Travel startup Uplift has raised $123 million in a Series C funding round, according to a report in TechCrunch. The company’s CEO, Brian Barth, previously founded travel startup SideStep, but he sold that to Kayak for $200 million.
The company hasn’t said much publicly about its business until recently.
“We’ve been exceedingly low-profile, because it’s a really good idea and we wanted to keep it a secret,” Uplift President Robert Soderbery said. “But now we’re at a size and scale where we’re ready to raise our visibility.”
Also, he said, it’s hard to “keep a $123 million Series C financing round a secret.”
Uplift works like this: it partners with vacation sites for companies like Southwest, American Airlines, United Airlines, Allegiant and Kayak, and offers travel finance. It does this by partnering with banks to let people pay for trips in monthly installments.

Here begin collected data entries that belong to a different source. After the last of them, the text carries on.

PR #2344, opened 2022-06-20
Bump nixpkgs version, fix patching of emulator binaries

### LINKED ISSUE #2195: Fix patching of library paths of old emulator binaries
See #2194 and https://github.com/NixOS/nixpkgs/pull/149731. As autoPatchelfHook exists for different usecase maybe consider different approach like compiling the emulators with statically linked SDL.

mmilata:
Fixes #2195. The new autoPatchelf implementation doesn't seem to work with file arguments so we need to pass a directory to it. Protobuf 3.6 -> 3.19.


ci/shell.nix
```diff
@@ -88,7 +88,7 @@ stdenvNoCC.mkDerivation ({
     openssl
     pkgconfig
     poetry
-    protobuf3_6
+    protobuf3_19
```
matejcik, line 91: is protobuf always versioned? couldn't we just use `protobuf` or something?

mmilata: We can use `protobuf` which is the latest packaged version (3.19). Don't know if there was a reason to use explicit version in the first place.

PR #2347, opened 2022-06-22
ci: only use .venv from gitlab cache if commit matches

mmilata:
Nixpkgs bump #2344 caused poetry to fail when old .venv is present: https://gitlab.com/satoshilabs/trezor/trezor-firmware/-/jobs/2625709443. Currently in GitLab CI we cache .venv across builds on the same branch so master branch keeps failing.

The PR changes the cache key so that the cache is only shared by jobs with the same git commit. This makes the cache less effective but improves isolation of builds on long-lived branches.

### DIFF
--- a/ci/build.yml
+++ b/ci/build.yml
@@ -306,6 +306,7 @@ core unix frozen debug build arm:
 
 core unix frozen btconly debug t1 build:
   stage: build
+  <<: *gitlab_caching
   needs: []
   variables:
     BITCOIN_ONLY: "1"
--- a/ci/shell.nix
+++ b/ci/shell.nix
@@ -70,7 +70,6 @@ stdenvNoCC.mkDerivation ({
   ] ++ [
     SDL2
     SDL2_image
-    autoflake
     bash
     check
     curl  # for connect tests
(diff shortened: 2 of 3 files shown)


vdovhanych:
I'm not sure if in this case, the cache would even present any benefits as it would need to be created and downloaded per job. What about using the `clear runner cache button` when it starts to fail or after there were some bigger changes?

mmilata:
Can't see the button, can you hit it for me and trigger pipeline on master?

vdovhanych:
I cleared the cache and now jobs are green again https://gitlab.com/satoshilabs/trezor/trezor-firmware/-/pipelines/569907206

matejcik:
we could do `key: "$CI_COMMIT_REF_SLUG-$VENV_CACHE_VERSION"` for all jobs, keep `$VENV_CACHE_VERSION` set to 1, in `.gitlab-ci.yml`, and bump it whenever we do something like this.
that's essentially what the "clear caches" button is doing under the hood, but this way it is also explicitly controllable for us through git history.

for that matter would it be possible to inherit `.gitlab_caching` from the global `.gitlab-ci.yml` file?

matejcik:
fwiw, why isn't the cache configured globally for all jobs?

vdovhanych:
I think I've done it that way so we could easily add different paths for separate jobs. Btw should we do with this pr, do we need it?

matejcik:
i don't think so, @mmilata ?

mmilata:
Minor driveby fixes - one of the jobs did not use cache & shell.nix installed autoflake even though we are using the version from poetry. OK to merge?

vdovhanych (approved):
lgtm

matejcik (approved):

Issue #2338, opened 2022-06-16
potential ed25519 unsafe signing


kchalkias:
A recent security report revealed a potential private key leak issue when the `ed25519.sign` api takes a non-matching public key as input, see [MystenLabs/ed25519-unsafe-libs](https://github.com/MystenLabs/ed25519-unsafe-libs)

TL;DR Most projects with a dependency to donna library tend to allow this public api for their devs and an accidental misuse (i.e. provide non matching pub-priv keys as signing function inputs) can be exploited resulting to private key leak.

Trezor's implementation relies on the ed25519-donna api, which can be accidentally misused by Trezor devs, see here: https://github.com/trezor/trezor-firmware/blob/master/crypto/ed25519-donna/ed25519.c#L110

It is highly recommended that the sign api should not take the public key as input and:

-  it should be computed internally to the signing function (as the ed25519 RFC 8032 recommends) 
or 
- refactor your private key structure to include the public key bytes too - many projects take this approach with the aim to avoid recomputing the pubKey on each sig. request, i.e., similarly to https://github.com/penumbra-zone/ed25519-consensus/blob/main/src/signing_key.rs#L16

prusnak:
There are only 2 places where we call `ed25519_sign`:

1. https://github.com/trezor/trezor-firmware/blob/7d37109eb84ef029e7b7ef3eac55db3237af03f6/core/embed/extmod/modtrezorcrypto/modtrezorcrypto-ed25519.h#L97-L98
2. https://github.com/trezor/trezor-firmware/blob/7d37109eb84ef029e7b7ef3eac55db3237af03f6/legacy/firmware/stellar.c#L1371

Case 1 calls `ed25519_publickey` to compute the public key from the secret key just beforehands
Case 2 uses the structure `node` which stores the corresponding public key to the private key.

So far I can tell the Trezor code is not affected.

kchalkias:
This is true and already cross checked that, there is no issue with current use, but the problem is by exposing this api there might a future one

andrewkozlik:
[...]

PR #2349, opened 2022-06-23
Remove public key from the ed25519 signing API

andrewkozlik:
Resolves https://github.com/trezor/trezor-firmware/issues/2338.

### DIFF
--- a/crypto/ed25519-donna/ed25519.h
+++ b/crypto/ed25519-donna/ed25519.h
@@ -21,9 +21,9 @@ void ed25519_publickey_ext(const ed25519_secret_key sk, const ed25519_secret_key
 #endif
 
 int ed25519_sign_open(const unsigned char *m, size_t mlen, const ed25519_public_key pk, const ed25519_signature RS);
-void ed25519_sign(const unsigned char *m, size_t mlen, const ed25519_secret_key sk, const ed25519_public_key pk, ed25519_signature RS);
+void ed25519_sign(const unsigned char *m, size_t mlen, const ed25519_secret_key sk, ed25519_signature RS);
 #if USE_CARDANO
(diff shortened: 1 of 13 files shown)


crypto/ed25519-donna/ed25519.h
```diff
@@ -21,9 +21,9 @@ void ed25519_publickey_ext(const ed25519_secret_key sk, const ed25519_secret_key
 #endif
 
 int ed25519_sign_open(const unsigned char *m, size_t mlen, const ed25519_public_key pk, const ed25519_signature RS);
```
kchalkias, line 23: Thanks for the refactoring, shall we also update this one?

andrewkozlik: This is the signature verification function, so I think there is nothing to update here. The naming is confusing, I know.

kchalkias: Oh I see, what about `ed25519_cosi_sign`?

andrewkozlik: CoSi is Cothority Collective Signing, it's an aggregate multisig scheme and the signing function needs the _collective public key_ `pk`, see https://github.com/dedis/doc/blob/master/cosi/cosi.md#signature-generation. So in this case having `pk` in the API is justified.

kchalkias (approved):
Thanks, great work and blazing fast response!

crypto/ed25519-donna/ed25519.h
kchalkias: Confirmed that in cosi signature scheme, we expect an extra randomness and the R value is not deterministically generated by M and sk as in the original ed25519. 

That said, assuming that the sign function will be invoked with a fresh tuple of <random nonce, pk> each time we invoke it, then the current implementation is safe. Can you confirm that if we ever retry cosi sign for the same message, the nonce is always a fresh random number?

prusnak (approved):
LGTM, thanks Andrew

For example, Soderbery brought up the idea of a family thinking about going to Disneyland, at a total cost of about $2,000. Uplift could potentially get them on a finance plan of somewhere around $189 a month.

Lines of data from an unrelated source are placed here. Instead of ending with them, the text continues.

PR #2352, opened 2022-06-29
Update trezorlib to 0.13.1

matejcik:
fixes several long-standing issues


python/requirements.txt
```diff
@@ -1,7 +1,7 @@
 ecdsa>=0.9
 mnemonic>=0.20
 requests>=2.4.0
-click>=7,<8.1
+click>=7,<8.2
```
prusnak, line 4: Maybe we don't want to be strict here, or do we expect that click will break the API again in 8.2?

```suggestion
click>=7
```

matejcik: > do we expect that click will break the API again in 8.2?

given their history, absolutely yes 👀

grdddj (approved):
I do not have any complaints about the changes. `Device is in use by another process` is really helpful. Looking forward to the release!

PR #2354, opened 2022-06-30
feat(cardano): add support for babbage features

gabrielKerekes:
[Babbage CDDL](https://github.com/input-output-hk/cardano-ledger/blob/master/eras/babbage/test-suite/cddl-files/babbage.cddl)

Changes:
- new Babbage transaction elements serialization and  the corresponding logic and UI changes
  - `collateral_return` - an output which can be added to a transaction to contain unspent collateral. It would only be considered a real tx output if Plutus script validation fails and collateral would be spent. Useful so that any input can be used as collateral.
  - `total_collateral` - if the total ADA amount in collateral inputs doesn't match total collateral the transaction is invalid.
  - `reference_inputs` - inputs required for script validation.
  - output `inline_datum` - the whole serialized datum can now be included in the output instead of just the datum hash. Is sent as chunks since it can be quite long. Only first chunk is shown to the user.
  - output `reference_script` - used for script pre-publishing.  Is sent as chunks since it can be quite long. Only first chunk is shown to the user.
- "post-alonzo" output serialization as a map
  - Outputs can now be serialized in two formats. The legacy, array format or now also as a map. See [CDDL](https://github.com/input-output-hk/cardano-ledger/blob/master/eras/babbage/test-suite/cddl-files/babbage.cddl#L75).
- `required_signers` allowed in ORDINARY and MULTISIG txs - there should be no harm in allowing this and some dapps misuse this field fir whatever they need.
- `datum_hash` allowed in non-script outputs - apparently this can be useful to "tag" inputs.


common/protob/messages-cardano.proto
```diff
@@ -210,6 +215,9 @@ message CardanoSignTxInit {
     optional bytes script_data_hash = 16;
     required uint32 collateral_inputs_count = 17;
     required uint32 required_signers_count = 18;
+    optional bool has_collateral_return = 19 [default=false];
```
gabrielKerekes, line 218: The `has_collateral_return`, `reference_inputs_count`, `CardanoTxOutput.format`, `CardanoTxOutput.inline_datum_size` and ``CardanoTxOutput.reference_script_size` fields should ideally be `required`.

But we're worried whether Connect will be released in time with the FW because of the new major Connect version and migration to the trezor-suite repo. So we rather made the fields optional with default values because otherwise the new FW would not work with old Connect since it would be expecting these fields.

What do you think about this please?

matejcik: Adding all new fields as optionals with defaults is correct IMHO, unless the field is actually required for some part of the logic. If the fields are functionally optional (say for older transaction type), AND if there is a default value that makes sense (such as `has_collateral_return = false` by default, similarly `*_count` added in the past can be implicitly 0), it's good that they are optional and older clients not using these features cleanly continue working.

That said, `total_collateral` is optional but has no default value. Would it make sense to set 0? Can a valid transaction be produced with 0 collateral?

matejcik:
> Outputs can now be serialized in two formats. The legacy, array format or now also as a map. See [CDDL](https://github.com/input-output-hk/cardano-ledger/blob/master/eras/babbage/test-suite/cddl-files/babbage.cddl#L75).

are we required to support both?

common/protob/messages-cardano.proto
matejcik: or is `total_collateral` intended as optional?

gabrielKerekes: `total_collateral` is intended as optional so that it is left out of the transaction completely if it's not set i.e. 0 is probably not a valid default. I would expect e.g. ordinary transactions with `total_collateral` set to 0 to be invalid but I haven't verified this.

gabrielKerekes:
> are we required to support both?

The result of internal discussions was that yes, we need to support both, at least for the time being so that wallets and other apps would get a chance to migrate at least. Currently there is however no specific plan to drop the support from our side but it should be doable.

core/src/apps/cardano/sign_tx/signer.py
```diff
@@ -61,9 +66,22 @@
...
+BABBAGE_OUTPUT_KEY_AMOUNT = const(1)
+BABBAGE_OUTPUT_KEY_DATUM_OPTION = const(2)
+BABBAGE_OUTPUT_KEY_REFERENCE_SCRIPT = const(3)
+
+DATUM_OPTION_KEY_HASH = const(0)
+DATUM_OPTION_KEY_INLINE = const(1)
 
 POOL_REGISTRATION_CERTIFICATE_ITEMS_COUNT = 10
 
+MAX_CHUNK_SIZE = 256
```
matejcik, line 83: 1024 should be a safe value that is also used elsewhere (Ethereum data streaming, Bitcoin extra_data)

common/protob/messages-cardano.proto
```diff
@@ -252,6 +263,22 @@ message CardanoToken {
     optional sint64 mint_amount = 3;         // mint amount (can also be negative in which case the tokens are burnt)
 }
 
+/**
+ * Request: Transaction output inline datum chunk
+ * @next CardanoTxItemAck
+ */
+message CardanoTxInlineDatumChunk {
```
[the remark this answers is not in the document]
gabrielKerekes: Done in https://github.com/trezor/trezor-firmware/pull/2354/commits/7378e352f93ec465ab9b30690b312c96ea3185d2.

core/src/apps/cardano/sign_tx/signer.py
gabrielKerekes: Alright 👍 Updated in https://github.com/trezor/trezor-firmware/pull/2354/commits/2cb42cacb84efd27ae9bbe1b7caa53694dc0d252 and also the test case has been updated in https://github.com/trezor/trezor-firmware/pull/2354/commits/523417280374c4f4f729b2475b45fafc18a09175.

core/src/apps/cardano/sign_tx/signer.py
```diff
@@ -449,6 +609,62 @@ def _validate_token(
...
+                messages.CardanoTxItemAck(), messages.CardanoTxInlineDatumChunk
+            )
+            self._validate_chunk(
+                chunk.data,
+                chunk_number,
+                chunks_count,
+                wire.ProcessError("Invalid inline datum chunk"),
+            )
+            if chunk_number == 0 and should_show:
+                await layout.confirm_inline_datum(
```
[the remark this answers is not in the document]
gabrielKerekes: No, as it's impractical to verify the whole datum/reference script on the HW wallet if it's large and the users would probably not verify it anyways but would have to scroll and click a lot. The transaction id (hash) is displayed at the end of the flow so paranoid users can verify it.

core/src/apps/cardano/layout.py
```diff
@@ -256,6 +264,68 @@ async def confirm_sending_token(
...
+
+async def _confirm_data_chunk(
+    ctx: wire.Context, br_type: str, title: str, first_chunk: bytes, data_size: int
+) -> None:
+    MAX_DISPLAYED_SIZE = 56
+    displayed_bytes = first_chunk[:MAX_DISPLAYED_SIZE]
+    bytes_optional_plural = "byte" if data_size == 1 else "bytes"
+    props: list[tuple[str, bytes | None]] = [
+        (
+            f"{title} ({data_size} {bytes_optional_plural}):",
```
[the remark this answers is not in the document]
gabrielKerekes: If I am not mistaken the hexlified bytes are displayed? 🤔 
image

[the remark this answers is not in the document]
matejcik: right because you're passing a `bytes` type, forgot we have this feature. sorry about the noise .)

core/src/apps/cardano/sign_tx/signer.py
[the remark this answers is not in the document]
matejcik: that is exactly why we have the Details screen - see Ethereum usage. (you can scroll down as far as you like, and you can exit the scrollable at any time to go back to the short view)
but we don't need to change it in this PR, just something to consider for the future.

marnova (commented):
With my very limited knowledge about Cardano I have nothing to add that @matejcik didn't already mentioned.

matejcik (approved):
thanks @marnova 

@gabrielKerekes please squash the fixups so that this is ready to merge

gabrielKerekes:
> @gabrielKerekes please squash the fixups so that this is ready to merge

Done. I also squashed the `make Babbage protobuf elements optional` commit with the one adding types (the first one).

bosomt:
**QA OK**

`Device: model T 2.5.2 Universal (revision 0d87b55ba4fed7eecc72bf2a94ee473830b095e9)`
sent tx and test tx

https://adastat.net/transactions/735d5f748890d88e9ed60625899e2fc6d336f136a84164de5a9c5aedd6261e7a

https://explorer.cardano-testnet.iohkdev.io/en/transaction?id=8b86f06675ad581e1e44c83bf6eafb2f2a97f57433b973b2f55e80436a37d458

“We make it really easy for consumers to understand,” he said. “It’s a convenient way to book travel, it reduces the upfront cost and encourages them to book more often, which in turn drives conversion for our travel partners. It’s really a win-win.”

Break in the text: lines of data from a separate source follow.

PR #2355, opened 2022-06-30
feat(cardano): add support for hiding some details during tx signing

gabrielKerekes:
**Note: Only the last three most recent commits are relevant since the PR is currently based on `cardano-refactors-2` although it's really based on the `cardano-babbage` changes, but a branch for that doesn't exist in the Trezor repository yet so I couldn't base the PR on top of that.**

Since transaction signing has become a UX pain with the introduction of Plutus, we're adding the option to show only a "Simple View" or "Show All" (details) during transaction signing (originally we called it "Expert mode"). The choice is given to the user at start of the transaction signing flow (see attached screenshot). If user chooses to "Show All" he will be shown all the transaction elements, otherwise only the most important ones will be shown. The idea is for ordinary users not to be bothered with items they wouldn't be able to verify anyways (inputs, hashes, datums, ...). [Here's a complete table](https://docs.google.com/spreadsheets/d/1fuikDJ6apUQ22oOoaKgSK86syp46BM_KzKFpTuziD4o/edit?usp=sharing) for what should be shown when.

We've also added tests which run with in the "Show All" mode. We didn't want to run the whole test suite for each mode, since this would double the number of tests (and there's already enough of them). So we copied relevant test cases from the other test files into `sign_tx.show_details.json` and created a separate test function for that. The tests should serve as UI tests. As with everything, if you come up with a better way to achieve the same results, we'll gladly modify the code but this seemed simplest to us.

image


core/src/apps/cardano/sign_tx/ordinary_signer.py
```diff
@@ -25,6 +25,8 @@ def __init__(
     ) -> None:
         super().__init__(ctx, msg, keychain)
 
+        self.signing_mode_title = "Confirming a transaction."
```
matejcik, line 28: maybe make this a classvar?

matejcik (approved):
one nit otherwise LGTM

core/src/apps/cardano/sign_tx/ordinary_signer.py
gabrielKerekes: Like this https://github.com/trezor/trezor-firmware/pull/2355/commits/c702e9db85293bc10b4f87bc1e01aca4d8e217d7? I didn't find a way to mark it abstract so that we could get rid of the assert 🤔

gabrielKerekes:
> CI is failing on UI fixtures, please regenerate them and add to the PR

UI fixtures and changelog added in https://github.com/trezor/trezor-firmware/pull/2355/commits/9fafbc86d61cea00ae4a0020865fea8c390a659a.

core/src/apps/cardano/sign_tx/ordinary_signer.py
matejcik: exactly.
I would expect `ClassVar[str]` without specifying the value would be valid?
(but maybe the typechecker would only allow that if the class was abstract via abcmeta, which we probably can't do in uPy)
but if not then let's keep it like this for now

gabrielKerekes: It is indeed valid. But the typechecker doesn't enforce the value to be set in the child signers so I'm not sure what the best approach here is.

I'd prefer keeping the type `ClassVar[str | None]` so that the assert in `_show_tx_init` is required and the app crashes "predictably" if `SIGNING_MODE_TITLE` is not set in any of the child classes. Also I would add a comment to the assert and perhaps also to the variable declaration in `Signer` if we decide to keep it.

matejcik: I filed a bug https://github.com/microsoft/pyright/issues/3652, but I'm not sure if it can be fixed in a practical manner.

I don't think that the assert is bringing any value except appeasing the type checker though. You are still asserting immediately before using the value, so the difference is only between getting an `AssertionError` in debug mode, or `AttributeError` in both debug and production. Using a semantically wrong type annotation does not help us do what we want, i.e., check this statically; and good test suite coverage can catch either option.

So please change to `ClassVar[str]` and remove the assert.

gabrielKerekes: Done in https://github.com/trezor/trezor-firmware/pull/2355/commits/3babd23acb7a4029e9e51b16fe734a194c1c8630.

gabrielKerekes:
> there are left-over(?) fixtures in the json, please delete them:

Sorry, deleted in https://github.com/trezor/trezor-firmware/pull/2355/commits/65ff6c7609dae690a8d665306dd73dacfb08ab8a.

matejcik (approved):
thank you. please squash & rebase on top of the previous PR, I will merge both via this one as soon as it passes CI

gabrielKerekes:
> please squash & rebase on top of the previous PR

Done 👍

> as soon as it passes CI

🤞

Soderbery said there’s a reason his company only handles travel.
“Planning and purchasing travel is really different from buying a mattress or a gym membership,” he said. “It’s a different kind of product and different technology.”
He doesn’t plan to expand the company, he said, or open his marketplace, instead preferring to rely on partners.
“Travel companies want to protect their customers and they don’t want us to be sourcing or acquiring their consumers,” he said. “We stand behind our partners … We don’t bring [customers] to our site to try to create a marketplace, we’re not trying to build a consumer platform, we’re building a platform for travel partners.”